[Opening Supplied records section]

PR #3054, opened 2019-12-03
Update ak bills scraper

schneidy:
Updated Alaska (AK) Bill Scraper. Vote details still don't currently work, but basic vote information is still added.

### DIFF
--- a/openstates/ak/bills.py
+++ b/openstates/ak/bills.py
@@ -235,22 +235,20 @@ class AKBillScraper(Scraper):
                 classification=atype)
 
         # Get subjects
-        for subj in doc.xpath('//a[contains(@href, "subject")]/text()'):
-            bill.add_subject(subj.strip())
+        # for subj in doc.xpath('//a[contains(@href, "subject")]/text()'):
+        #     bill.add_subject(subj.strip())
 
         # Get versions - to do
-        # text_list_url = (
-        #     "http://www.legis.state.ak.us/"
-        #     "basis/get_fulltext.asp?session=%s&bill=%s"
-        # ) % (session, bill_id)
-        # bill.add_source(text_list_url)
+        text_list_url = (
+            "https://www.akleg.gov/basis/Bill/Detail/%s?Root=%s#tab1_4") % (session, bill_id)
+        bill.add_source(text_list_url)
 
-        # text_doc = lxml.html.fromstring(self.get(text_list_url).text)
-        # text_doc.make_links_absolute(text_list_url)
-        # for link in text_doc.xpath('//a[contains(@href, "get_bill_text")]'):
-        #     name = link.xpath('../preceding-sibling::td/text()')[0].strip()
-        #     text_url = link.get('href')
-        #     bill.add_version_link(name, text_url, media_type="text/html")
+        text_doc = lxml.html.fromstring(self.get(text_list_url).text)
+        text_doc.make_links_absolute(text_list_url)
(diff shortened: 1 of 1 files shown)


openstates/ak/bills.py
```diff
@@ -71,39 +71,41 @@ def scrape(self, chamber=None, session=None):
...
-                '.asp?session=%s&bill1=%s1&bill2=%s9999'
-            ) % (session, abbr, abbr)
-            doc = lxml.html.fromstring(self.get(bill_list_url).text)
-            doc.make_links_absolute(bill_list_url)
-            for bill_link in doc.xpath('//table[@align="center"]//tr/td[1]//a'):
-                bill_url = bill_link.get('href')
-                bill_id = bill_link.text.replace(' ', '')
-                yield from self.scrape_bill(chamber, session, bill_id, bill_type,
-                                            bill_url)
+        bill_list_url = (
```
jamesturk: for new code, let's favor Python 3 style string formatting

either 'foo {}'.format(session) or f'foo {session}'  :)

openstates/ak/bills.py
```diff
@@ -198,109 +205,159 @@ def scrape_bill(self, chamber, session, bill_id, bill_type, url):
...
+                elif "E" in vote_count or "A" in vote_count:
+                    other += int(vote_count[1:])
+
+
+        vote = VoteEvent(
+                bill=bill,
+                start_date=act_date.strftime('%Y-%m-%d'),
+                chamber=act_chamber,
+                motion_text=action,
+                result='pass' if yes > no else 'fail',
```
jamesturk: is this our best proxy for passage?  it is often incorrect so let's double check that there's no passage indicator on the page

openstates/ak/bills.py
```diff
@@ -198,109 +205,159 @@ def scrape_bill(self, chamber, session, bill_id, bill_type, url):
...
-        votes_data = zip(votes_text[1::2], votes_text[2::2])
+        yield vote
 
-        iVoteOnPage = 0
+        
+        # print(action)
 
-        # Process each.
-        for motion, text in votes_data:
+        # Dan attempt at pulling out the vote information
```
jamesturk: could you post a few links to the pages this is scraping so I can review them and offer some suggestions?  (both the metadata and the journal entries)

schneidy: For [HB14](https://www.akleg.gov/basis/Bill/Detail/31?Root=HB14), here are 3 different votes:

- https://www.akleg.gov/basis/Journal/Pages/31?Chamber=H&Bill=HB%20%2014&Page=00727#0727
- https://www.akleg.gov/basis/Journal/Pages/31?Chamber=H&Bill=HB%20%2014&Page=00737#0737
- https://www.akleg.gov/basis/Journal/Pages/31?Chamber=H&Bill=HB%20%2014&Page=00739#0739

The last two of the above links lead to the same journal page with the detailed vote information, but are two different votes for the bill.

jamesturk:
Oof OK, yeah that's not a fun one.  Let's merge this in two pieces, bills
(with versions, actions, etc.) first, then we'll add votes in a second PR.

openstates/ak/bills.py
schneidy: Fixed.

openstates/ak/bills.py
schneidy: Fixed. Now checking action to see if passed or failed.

[Closing Supplied records section]

Work order: Line count for "that": determine it from the data and answer with the number by itself.

Task response: 2